Twelve of the anticipated 100,000 PGP volunteers have now been sequenced. That leaves a lot to go, but there are at least 15,000 volunteers, including people at the meeting, currently undergoing the screening process, so they expect, once the project has more money in hand, that the pace will pick up.  You, too, can sign up.

But not everyone is eager to be sequenced. David Altshuler, for example, a physician and diabetes researcher, with a pretty hefty history of gene searching under his belt, has no interest. He said, in his presentation, that it would be like healthy people getting whole body CT scans, or x-rays, a futile exercise. In large part, his objection is that it's nearly impossible to predict risk. Further, he has no interest in 'personalized genomic medicine'. He sees no point in tailoring drugs to individuals, the modern promise of genetics, and now of the NIH with Francis Collins at the head, and would much rather see drug companies designing drugs that would work for the masses. He knows, and agrees (and other presentations made the point) that there certainly is a growing list of high-risk genetic variants, and those can be worth routinely identifying (though he mentioned the fact that we don't really know how many of us are walking around with 'disease' genotypes but are perfectly healthy--and it's likely often to be a high percent of unaffected carriers).

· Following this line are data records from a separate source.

PR #60, opened 2024-03-11
Chore/Add deletionInfo to DataViewExpander

Milena-Czierlinski:


jkoenig134 (approved):

packages/runtime/src/dataViews/DataViewExpander.ts
```diff
@@ -1059,7 +1063,9 @@ export class DataViewExpander {
                     notificationReference: localAttribute.shareInfo.notificationReference?.toString(),
                     sourceAttribute: localAttribute.shareInfo.sourceAttribute.toString(),
                     tags: identityAttribute.tags ? identityAttribute.tags : [],
-                    valueType
+                    valueType,
+                    deletionStatus: localAttribute.deletionInfo?.deletionStatus,
+                    deletionDate: localAttribute.deletionInfo?.deletionDate.toString()
                 };
```
britsta, line 1069: Not really related to this PR, but could it be that the nomenclature of these DVOs needs to be adapted? For example, "OwnSharedIdentityAttributeDVO" instead of  "SharedToPeerAttributeDVO"?

jkoenig134: if you decide to do so - please don't do this during the deletion implementation.

jkoenig134: this will blow up the scope of the deletion

Milena-Czierlinski: @jkoenig134 If I recall correctly, @slavistan had the same comment in the renaming PR (mayor bump) and you answered, we shouldn't rename this, because it would have further complications. Or am I mistaken?

jkoenig134: Yeah, I have something related in my mind 😄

In the debate about GWAS and personalized medicine, David's talk was one of the most restrained, responsible, and reasoned presentations we've heard in a long time. He presented reasons why we cannot expect too much (things we've blogged and written about frequently), and he gave a clinician's point of view.

There may be an emerging consensus: there are lots of genes with some allele or other that confers meaningful risk. Thousands of rare diseases may be due in large part to such alleles. But most cases of complex diseases are likely to remain that way--complex at the individual level--and the challenge is to find ways to attack these in a general way.

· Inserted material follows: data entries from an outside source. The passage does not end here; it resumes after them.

PR #61, opened 2024-03-11
fix/flaky tests

Magnus-Kuhn:
extend synchronisation time


packages/runtime/test/lib/testUtils.ts
```diff
@@ -61,9 +62,9 @@ export async function syncUntil(transportServices: TransportServices, until: (sy
 
         iterationNumber++;
         criteriaMet = until(finalSyncResult);
-    } while (!criteriaMet && iterationNumber <= 10);
+    } while (!criteriaMet && iterationNumber <= timeoutMs / iterationSleepMs);
 
-    if (!criteriaMet) throw new Error("syncUntil: the criteria specified in syncUntil were not fulfilled");
+    if (!criteriaMet) throw new Error(`syncUntil: the criteria specified in syncUntil were not fulfilled, iterations run: ${iterationNumber}`);
```
slavistan, line 67: The iterations are quite meaningless. Use the timeout instead: `` `syncUntil timed out after ${timeoutMs} ms.` ``.

slavistan: Does this fix all flaky tests or are we "just" making progress? :-)

Magnus-Kuhn: this has run successfully twice in all variants on my computer - so I'd say it's done

packages/runtime/test/lib/testUtils.ts
jkoenig134, line 1: Wouldn't the same fix to increase the iterations to 20 or more? This is quite unreadable as you now compare iterationNumber to the timeout

jkoenig134: in this case iteration number would be **160**, quite high.

packages/runtime/test/lib/testUtils.ts
jkoenig134: > on my computer 

but the pipeline failed :/

jkoenig134 (approved):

As to ancestry, there's still a big gulf between the perspective of social scientists, who largely still do not quite grasp the genetic messages, and the geneticists who still do not grasp the issues the social scientists are concerned about. Gates' television series help to promote enthusiasm for searching for identity through ancestry, and interest in genetics in this context. Hopefully, this can also have beneficial effects on society that involve genetics in responsible ways that the social scientists in this area can be enthusiastic about.